DATA UNDER STUDY =>
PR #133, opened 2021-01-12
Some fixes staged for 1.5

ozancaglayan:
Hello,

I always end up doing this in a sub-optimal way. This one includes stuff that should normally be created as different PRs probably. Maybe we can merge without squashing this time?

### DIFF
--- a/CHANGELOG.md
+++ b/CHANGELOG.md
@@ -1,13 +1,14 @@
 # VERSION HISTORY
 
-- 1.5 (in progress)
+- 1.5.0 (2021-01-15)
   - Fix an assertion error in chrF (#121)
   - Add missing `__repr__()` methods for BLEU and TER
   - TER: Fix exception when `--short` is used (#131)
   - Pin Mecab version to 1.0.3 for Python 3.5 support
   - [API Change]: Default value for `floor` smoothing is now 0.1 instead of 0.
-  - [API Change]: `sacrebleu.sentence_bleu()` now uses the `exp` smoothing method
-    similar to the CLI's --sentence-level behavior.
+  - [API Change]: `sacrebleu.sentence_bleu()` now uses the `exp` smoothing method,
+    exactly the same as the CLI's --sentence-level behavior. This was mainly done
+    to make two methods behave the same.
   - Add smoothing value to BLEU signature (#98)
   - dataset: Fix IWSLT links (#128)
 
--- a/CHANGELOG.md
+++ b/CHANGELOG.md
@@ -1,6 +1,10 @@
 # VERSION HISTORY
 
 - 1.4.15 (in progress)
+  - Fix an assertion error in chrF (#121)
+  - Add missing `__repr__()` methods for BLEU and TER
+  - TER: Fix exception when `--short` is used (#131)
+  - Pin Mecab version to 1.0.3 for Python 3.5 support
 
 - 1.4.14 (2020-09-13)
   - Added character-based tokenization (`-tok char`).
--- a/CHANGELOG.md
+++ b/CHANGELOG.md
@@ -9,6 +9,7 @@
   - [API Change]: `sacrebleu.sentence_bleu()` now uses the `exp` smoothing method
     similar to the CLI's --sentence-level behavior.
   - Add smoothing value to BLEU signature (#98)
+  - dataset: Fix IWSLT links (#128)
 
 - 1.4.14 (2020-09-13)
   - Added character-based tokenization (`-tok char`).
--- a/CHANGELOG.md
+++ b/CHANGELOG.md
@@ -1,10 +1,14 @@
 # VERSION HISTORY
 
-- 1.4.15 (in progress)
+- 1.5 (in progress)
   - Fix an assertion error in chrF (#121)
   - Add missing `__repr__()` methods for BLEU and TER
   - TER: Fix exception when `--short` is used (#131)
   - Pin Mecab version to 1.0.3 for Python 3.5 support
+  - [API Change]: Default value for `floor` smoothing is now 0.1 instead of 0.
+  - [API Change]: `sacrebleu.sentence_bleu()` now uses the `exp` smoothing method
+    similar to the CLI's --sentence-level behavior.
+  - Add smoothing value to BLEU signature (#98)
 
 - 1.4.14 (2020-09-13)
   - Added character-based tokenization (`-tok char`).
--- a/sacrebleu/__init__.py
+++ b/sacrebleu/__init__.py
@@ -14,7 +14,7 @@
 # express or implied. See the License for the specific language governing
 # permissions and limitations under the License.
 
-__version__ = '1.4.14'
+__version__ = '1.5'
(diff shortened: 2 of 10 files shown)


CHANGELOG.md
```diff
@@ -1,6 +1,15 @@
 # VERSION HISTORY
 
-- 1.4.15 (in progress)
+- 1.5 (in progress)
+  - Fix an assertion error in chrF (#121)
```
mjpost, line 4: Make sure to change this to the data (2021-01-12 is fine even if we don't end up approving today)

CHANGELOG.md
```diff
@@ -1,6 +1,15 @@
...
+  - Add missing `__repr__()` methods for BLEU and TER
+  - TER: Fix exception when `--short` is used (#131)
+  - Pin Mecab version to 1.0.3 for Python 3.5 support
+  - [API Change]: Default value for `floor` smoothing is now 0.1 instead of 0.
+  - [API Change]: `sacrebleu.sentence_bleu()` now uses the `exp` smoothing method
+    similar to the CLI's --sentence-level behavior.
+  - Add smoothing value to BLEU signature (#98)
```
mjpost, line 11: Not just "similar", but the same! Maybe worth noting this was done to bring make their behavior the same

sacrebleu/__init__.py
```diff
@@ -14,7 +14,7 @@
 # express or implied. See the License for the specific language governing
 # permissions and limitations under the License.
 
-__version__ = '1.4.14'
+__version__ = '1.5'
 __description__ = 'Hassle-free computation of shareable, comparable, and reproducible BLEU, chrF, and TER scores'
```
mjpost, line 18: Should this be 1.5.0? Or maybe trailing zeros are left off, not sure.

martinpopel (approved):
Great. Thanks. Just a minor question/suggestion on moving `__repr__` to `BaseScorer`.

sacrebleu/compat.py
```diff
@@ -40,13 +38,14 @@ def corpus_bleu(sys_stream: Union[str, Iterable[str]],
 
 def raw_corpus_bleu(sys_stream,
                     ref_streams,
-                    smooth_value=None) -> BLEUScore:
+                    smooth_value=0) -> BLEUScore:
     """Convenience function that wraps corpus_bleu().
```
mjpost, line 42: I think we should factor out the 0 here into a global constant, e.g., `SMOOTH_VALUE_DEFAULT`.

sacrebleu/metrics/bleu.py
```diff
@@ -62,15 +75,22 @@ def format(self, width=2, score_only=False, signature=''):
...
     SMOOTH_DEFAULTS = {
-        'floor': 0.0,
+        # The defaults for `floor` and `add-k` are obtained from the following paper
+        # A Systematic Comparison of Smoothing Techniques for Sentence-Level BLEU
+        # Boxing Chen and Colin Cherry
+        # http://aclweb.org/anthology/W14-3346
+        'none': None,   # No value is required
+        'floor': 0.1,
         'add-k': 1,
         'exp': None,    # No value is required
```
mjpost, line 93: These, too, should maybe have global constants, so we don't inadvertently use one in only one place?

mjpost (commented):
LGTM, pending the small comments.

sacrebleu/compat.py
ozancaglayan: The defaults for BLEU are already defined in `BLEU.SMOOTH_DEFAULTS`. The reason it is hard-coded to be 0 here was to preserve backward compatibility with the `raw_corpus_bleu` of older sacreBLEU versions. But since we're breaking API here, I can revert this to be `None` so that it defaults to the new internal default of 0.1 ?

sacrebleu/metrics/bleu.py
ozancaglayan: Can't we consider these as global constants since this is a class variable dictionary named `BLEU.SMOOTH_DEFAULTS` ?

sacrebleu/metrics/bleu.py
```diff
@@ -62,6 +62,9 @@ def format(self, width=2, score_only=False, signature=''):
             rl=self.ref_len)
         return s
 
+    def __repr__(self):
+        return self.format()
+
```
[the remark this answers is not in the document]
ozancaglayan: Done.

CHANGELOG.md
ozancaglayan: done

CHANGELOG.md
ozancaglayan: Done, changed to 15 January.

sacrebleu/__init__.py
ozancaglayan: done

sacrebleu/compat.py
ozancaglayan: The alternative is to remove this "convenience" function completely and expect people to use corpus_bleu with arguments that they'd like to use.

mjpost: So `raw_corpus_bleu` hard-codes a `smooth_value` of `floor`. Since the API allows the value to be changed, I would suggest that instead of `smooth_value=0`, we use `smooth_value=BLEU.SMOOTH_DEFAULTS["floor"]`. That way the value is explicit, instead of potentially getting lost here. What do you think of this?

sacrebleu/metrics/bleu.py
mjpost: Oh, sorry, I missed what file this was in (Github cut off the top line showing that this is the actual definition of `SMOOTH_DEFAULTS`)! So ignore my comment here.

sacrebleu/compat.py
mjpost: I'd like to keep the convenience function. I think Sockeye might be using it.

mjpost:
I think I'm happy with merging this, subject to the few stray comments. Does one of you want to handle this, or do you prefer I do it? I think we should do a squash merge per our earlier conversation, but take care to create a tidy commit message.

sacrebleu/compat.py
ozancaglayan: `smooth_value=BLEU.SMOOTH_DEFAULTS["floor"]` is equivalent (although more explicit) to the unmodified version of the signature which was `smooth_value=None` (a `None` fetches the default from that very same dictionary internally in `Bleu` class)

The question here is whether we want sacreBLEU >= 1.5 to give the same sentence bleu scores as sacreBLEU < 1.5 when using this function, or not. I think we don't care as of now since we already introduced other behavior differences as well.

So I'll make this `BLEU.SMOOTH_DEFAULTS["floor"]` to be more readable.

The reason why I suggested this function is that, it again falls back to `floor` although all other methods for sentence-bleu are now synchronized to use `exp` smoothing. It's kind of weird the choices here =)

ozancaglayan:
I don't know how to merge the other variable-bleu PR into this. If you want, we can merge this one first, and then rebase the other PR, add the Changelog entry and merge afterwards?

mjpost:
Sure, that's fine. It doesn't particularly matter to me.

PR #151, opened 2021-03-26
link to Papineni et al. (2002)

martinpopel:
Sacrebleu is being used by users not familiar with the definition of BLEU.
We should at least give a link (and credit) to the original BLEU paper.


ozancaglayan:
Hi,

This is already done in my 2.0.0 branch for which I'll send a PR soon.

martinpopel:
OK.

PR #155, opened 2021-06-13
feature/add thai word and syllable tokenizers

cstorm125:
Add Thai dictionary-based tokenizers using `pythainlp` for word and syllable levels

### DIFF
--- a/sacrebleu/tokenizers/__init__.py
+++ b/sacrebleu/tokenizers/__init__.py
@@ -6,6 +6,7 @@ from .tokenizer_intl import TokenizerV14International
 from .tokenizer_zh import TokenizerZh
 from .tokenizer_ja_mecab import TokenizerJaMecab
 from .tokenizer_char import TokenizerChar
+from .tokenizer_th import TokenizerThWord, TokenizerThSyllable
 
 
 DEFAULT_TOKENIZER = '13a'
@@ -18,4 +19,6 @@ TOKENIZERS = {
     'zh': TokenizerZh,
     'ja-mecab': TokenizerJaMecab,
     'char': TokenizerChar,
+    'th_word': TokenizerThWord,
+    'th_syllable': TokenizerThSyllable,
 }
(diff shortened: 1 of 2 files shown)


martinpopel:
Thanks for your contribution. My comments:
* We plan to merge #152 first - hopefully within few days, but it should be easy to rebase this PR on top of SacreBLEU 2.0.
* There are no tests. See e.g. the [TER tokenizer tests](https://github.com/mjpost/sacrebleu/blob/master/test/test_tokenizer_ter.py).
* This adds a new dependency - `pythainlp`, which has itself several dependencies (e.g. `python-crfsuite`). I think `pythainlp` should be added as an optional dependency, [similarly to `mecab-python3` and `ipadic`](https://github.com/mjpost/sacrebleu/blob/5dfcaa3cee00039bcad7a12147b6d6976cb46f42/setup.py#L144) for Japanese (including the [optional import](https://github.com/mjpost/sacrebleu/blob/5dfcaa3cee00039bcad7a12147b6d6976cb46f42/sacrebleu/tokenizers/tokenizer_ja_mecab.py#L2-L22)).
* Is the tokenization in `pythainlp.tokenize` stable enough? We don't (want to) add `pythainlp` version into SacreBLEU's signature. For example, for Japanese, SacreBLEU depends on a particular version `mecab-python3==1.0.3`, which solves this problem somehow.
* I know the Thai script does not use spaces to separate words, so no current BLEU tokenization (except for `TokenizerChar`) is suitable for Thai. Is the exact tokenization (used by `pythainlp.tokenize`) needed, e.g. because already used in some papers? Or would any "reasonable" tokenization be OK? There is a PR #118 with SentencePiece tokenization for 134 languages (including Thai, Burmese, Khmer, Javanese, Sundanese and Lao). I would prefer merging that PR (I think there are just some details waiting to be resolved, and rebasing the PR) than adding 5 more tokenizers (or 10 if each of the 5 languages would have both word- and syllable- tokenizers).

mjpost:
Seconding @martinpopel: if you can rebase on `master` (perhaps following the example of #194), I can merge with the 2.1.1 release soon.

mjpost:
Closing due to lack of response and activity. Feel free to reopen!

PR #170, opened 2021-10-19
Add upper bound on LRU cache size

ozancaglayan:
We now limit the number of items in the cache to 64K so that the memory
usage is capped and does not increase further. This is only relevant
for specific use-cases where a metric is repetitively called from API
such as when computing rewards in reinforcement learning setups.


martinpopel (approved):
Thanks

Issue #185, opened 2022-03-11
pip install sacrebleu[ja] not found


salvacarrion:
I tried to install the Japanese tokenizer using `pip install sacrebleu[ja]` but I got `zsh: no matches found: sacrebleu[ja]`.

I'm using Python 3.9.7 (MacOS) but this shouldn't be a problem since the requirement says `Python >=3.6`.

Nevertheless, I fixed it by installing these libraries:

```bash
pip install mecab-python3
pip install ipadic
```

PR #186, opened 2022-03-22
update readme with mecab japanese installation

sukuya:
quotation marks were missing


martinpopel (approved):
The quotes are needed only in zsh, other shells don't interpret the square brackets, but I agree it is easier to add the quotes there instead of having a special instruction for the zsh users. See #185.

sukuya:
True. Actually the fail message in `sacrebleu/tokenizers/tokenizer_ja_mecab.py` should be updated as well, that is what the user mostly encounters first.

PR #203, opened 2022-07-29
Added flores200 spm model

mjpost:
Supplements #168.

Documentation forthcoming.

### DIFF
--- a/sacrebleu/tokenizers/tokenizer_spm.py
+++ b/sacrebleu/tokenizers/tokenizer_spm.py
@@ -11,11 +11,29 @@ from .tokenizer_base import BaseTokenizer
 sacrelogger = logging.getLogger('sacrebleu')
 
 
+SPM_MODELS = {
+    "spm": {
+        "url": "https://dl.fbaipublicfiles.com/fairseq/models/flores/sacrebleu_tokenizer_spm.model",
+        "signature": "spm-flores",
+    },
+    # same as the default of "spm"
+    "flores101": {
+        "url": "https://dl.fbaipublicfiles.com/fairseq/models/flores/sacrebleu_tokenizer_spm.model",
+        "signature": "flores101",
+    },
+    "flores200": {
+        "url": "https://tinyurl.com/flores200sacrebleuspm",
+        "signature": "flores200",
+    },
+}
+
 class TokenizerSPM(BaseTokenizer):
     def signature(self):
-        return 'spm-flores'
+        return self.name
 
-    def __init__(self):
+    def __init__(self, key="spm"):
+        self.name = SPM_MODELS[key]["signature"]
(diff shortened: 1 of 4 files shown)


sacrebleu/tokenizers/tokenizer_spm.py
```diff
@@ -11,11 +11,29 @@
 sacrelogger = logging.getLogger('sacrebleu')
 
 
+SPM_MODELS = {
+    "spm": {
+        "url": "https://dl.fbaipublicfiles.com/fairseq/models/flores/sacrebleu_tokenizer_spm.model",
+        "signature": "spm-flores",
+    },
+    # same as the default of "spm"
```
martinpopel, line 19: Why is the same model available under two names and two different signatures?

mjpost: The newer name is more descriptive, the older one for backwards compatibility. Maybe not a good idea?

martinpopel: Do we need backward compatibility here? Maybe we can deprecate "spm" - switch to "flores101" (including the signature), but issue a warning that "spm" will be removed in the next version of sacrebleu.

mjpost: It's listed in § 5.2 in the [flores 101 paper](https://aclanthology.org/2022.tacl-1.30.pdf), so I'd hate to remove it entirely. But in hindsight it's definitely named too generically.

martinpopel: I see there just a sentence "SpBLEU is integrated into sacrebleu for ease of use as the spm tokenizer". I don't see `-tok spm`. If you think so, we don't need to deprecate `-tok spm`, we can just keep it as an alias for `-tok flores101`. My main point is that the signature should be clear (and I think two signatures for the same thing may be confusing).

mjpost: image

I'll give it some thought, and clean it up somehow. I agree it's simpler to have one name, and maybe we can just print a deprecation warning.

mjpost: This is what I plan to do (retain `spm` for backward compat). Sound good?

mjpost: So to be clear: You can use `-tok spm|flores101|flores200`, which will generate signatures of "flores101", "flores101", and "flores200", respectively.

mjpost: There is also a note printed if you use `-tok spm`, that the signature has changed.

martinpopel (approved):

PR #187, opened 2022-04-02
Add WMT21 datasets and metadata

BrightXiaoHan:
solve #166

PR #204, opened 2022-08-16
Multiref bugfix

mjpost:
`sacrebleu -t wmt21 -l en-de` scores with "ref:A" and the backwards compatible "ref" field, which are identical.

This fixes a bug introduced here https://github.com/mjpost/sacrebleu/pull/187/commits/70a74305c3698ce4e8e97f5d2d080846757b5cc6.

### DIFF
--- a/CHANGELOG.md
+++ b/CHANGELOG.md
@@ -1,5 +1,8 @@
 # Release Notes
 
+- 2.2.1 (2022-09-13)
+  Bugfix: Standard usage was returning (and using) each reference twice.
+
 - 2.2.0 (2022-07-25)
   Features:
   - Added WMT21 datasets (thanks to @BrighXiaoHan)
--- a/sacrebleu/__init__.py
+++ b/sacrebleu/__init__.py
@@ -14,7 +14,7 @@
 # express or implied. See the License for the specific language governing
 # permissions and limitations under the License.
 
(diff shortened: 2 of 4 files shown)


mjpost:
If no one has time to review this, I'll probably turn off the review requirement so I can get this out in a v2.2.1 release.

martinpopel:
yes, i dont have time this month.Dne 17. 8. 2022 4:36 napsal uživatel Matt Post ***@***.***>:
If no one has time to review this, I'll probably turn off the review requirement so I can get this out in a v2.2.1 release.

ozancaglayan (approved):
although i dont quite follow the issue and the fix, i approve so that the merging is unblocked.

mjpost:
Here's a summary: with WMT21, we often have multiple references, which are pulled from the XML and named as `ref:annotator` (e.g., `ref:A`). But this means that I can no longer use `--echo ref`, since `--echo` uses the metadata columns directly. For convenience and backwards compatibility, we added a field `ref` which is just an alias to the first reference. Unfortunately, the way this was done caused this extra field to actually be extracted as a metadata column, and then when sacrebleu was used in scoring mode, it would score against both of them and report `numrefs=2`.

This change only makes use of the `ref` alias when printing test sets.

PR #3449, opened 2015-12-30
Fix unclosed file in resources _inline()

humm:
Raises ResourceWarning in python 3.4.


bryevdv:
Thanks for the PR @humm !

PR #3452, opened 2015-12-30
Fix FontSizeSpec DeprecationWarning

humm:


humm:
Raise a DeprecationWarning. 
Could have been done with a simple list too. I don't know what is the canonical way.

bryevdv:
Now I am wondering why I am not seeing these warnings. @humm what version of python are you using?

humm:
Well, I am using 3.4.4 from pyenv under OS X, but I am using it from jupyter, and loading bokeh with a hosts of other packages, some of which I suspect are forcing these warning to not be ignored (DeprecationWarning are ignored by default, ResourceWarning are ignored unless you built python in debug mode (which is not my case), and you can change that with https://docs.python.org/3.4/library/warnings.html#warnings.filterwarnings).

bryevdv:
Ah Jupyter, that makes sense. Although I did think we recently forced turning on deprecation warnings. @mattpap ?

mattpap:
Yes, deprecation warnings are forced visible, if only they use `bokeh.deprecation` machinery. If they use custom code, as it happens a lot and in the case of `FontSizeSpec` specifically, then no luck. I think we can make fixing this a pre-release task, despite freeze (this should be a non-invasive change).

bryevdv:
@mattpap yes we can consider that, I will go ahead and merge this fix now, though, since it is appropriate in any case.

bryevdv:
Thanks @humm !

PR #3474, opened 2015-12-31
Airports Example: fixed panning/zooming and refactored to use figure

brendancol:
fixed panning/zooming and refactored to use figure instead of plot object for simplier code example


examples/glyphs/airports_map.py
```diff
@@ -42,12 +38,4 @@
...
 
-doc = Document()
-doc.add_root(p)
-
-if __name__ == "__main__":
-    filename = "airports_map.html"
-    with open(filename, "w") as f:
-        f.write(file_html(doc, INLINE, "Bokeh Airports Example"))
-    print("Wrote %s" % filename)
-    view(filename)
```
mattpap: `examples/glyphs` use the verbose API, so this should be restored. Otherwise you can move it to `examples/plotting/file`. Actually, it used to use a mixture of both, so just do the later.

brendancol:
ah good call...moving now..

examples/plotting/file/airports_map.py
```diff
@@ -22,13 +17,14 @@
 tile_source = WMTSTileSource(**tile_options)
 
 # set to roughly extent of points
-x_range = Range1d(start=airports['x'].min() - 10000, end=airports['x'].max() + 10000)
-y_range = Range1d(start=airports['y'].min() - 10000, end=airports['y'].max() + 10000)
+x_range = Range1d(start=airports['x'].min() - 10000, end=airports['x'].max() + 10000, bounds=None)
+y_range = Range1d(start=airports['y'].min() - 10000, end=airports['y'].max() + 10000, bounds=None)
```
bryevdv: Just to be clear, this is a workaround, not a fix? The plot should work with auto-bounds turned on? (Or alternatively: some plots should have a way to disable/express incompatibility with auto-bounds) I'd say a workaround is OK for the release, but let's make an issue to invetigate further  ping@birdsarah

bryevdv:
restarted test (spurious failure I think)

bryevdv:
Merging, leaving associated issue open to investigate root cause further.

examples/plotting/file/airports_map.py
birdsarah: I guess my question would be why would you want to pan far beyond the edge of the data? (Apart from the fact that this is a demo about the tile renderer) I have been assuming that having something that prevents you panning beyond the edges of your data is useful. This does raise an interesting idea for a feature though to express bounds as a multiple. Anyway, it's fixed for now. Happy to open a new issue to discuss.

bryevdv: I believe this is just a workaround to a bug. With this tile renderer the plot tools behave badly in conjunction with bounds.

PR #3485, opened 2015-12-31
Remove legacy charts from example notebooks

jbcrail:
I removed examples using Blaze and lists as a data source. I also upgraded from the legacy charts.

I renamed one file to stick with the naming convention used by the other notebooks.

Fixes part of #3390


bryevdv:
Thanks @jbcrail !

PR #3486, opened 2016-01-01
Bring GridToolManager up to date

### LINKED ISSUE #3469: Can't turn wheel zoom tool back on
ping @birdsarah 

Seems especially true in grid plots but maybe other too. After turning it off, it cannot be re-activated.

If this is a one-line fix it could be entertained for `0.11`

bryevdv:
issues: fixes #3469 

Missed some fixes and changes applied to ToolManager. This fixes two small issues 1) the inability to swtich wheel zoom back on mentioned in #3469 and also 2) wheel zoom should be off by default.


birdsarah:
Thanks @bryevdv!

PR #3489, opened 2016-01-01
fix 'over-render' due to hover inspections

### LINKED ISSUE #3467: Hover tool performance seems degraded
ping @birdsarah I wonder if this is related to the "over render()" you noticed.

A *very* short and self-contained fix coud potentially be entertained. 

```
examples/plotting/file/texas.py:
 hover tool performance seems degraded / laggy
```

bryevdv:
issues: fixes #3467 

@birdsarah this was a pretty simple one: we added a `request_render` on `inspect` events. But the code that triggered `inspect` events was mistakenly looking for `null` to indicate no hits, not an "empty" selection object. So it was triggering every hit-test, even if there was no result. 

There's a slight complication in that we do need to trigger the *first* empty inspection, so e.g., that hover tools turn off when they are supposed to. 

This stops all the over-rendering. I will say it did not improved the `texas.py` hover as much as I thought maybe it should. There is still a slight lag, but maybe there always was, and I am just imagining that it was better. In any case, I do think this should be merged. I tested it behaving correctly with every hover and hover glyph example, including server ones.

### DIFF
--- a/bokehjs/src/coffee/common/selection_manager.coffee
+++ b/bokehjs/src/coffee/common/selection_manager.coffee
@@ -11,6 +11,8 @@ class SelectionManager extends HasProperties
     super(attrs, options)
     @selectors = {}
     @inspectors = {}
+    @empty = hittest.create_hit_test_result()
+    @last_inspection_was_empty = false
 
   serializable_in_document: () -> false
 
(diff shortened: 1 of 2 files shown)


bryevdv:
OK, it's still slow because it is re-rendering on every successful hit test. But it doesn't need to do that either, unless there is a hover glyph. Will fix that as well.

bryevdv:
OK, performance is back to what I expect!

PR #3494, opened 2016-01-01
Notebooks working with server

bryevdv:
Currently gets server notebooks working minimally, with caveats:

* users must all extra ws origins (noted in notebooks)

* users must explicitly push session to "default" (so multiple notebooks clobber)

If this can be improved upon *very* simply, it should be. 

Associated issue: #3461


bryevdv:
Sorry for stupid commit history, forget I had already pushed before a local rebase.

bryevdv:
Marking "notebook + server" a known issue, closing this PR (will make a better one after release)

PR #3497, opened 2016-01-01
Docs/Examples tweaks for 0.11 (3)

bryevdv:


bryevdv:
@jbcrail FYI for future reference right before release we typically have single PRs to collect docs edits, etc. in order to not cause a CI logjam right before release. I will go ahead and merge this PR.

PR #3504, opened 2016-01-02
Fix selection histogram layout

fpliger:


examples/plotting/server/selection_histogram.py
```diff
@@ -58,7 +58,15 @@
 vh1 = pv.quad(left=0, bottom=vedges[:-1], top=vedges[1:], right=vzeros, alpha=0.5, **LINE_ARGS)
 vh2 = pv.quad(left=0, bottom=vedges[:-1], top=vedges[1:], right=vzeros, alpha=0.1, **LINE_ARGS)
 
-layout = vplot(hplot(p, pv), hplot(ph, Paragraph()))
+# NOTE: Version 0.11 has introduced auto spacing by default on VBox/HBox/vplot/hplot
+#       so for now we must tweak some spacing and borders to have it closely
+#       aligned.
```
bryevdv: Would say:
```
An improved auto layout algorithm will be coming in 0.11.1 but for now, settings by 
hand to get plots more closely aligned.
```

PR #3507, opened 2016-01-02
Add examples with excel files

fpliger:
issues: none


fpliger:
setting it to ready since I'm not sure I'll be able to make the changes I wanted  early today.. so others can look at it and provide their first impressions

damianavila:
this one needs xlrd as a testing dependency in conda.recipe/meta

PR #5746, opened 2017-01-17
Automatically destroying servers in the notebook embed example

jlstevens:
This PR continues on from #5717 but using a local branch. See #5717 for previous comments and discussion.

WHAT TO PRODUCE =>
Report all lines in the listing above that contain the word "working".

ANSWER SPACE =>
Notebooks working with server
Currently gets server notebooks working minimally, with caveats:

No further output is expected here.